2009 Bottled water ban in Bundanoon

Residents of Bundanoon, in the New South Wales Southern Highlands, voted to ban the sale of bottled water in their town, making it the world’s first bottled water-free town.  The bottled water ban was organised by a local businessman, Huw Kingston. In a meeting at the Bundanoon Memorial Hall that attracted nearly 400 people, only two did not support the ban.

Plastic bottles are mostly made from a petroleum product known as polyethylene terephthalate (PET), and they require huge amounts of fossil fuels to both make and transport them.  Studies have also shown that chemicals leached from the plastic can accumulate in the human body.

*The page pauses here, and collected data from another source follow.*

Issue #46, opened 2018-06-25
Add a Baseline for the project 


SergeStinckwich:
Before doing #26, we need a baseline for the project.

SergeStinckwich:
TravisCI configuration should be modified in order to use the baseline instead of configuration.

PR #50, opened 2018-06-28
Convert Configuration to Baseline

jecisc:
Convert configuration to baseline.

Fixes https://github.com/PolyMathOrg/PolyMath/issues/46

### DIFF
--- a/src/.properties
+++ b/src/.properties
@@ -1,0 +1,3 @@
+{
+	#format : #tonel
+}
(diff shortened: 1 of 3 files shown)


jecisc:
This will only work after the migration.

jecisc:
It uses Tonel format. Is that what you wanted?

SergeStinckwich:
Yes Tonel is better :-)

The waste problem created by the bottles is considerable, as most are not recycled. They end up in landfill or in oceans, where they leach dangerous chemicals and take around a thousand years to decompose. At the time of the ban, bottled water was one of the fastest-growing sectors of the beverage market in Australia.

The main concern of the advocates for Bundanoon’s voluntary plastic bottle ban was the carbon footprint associated with bottling and transporting the water. The council agreed to install additional water fountains in the village, to make drinking water available to the public.

Bottled water bans have been instituted in other areas around the world, notably on university campuses. However, a study published in the American Journal of Public Health suggested that banning bottled water sales did not produce the expected environmental benefits, at least in a university setting. The study indicated that plastic waste actually increased, as students switched their drinking habits to unhealthy, plastic-bottled soft drinks.  It’s not clear whether the study was funded by the industry.

The idea of a bottled water ban didn’t catch on elsewhere in Australia. In 2021, a UN report revealed that Australians were spending about $580 per capita per year on bottled water – around 504 litres each. This was the second-highest consumption in the world, exceeded only by Singapore. This was despite bottled water being more expensive here than anywhere else.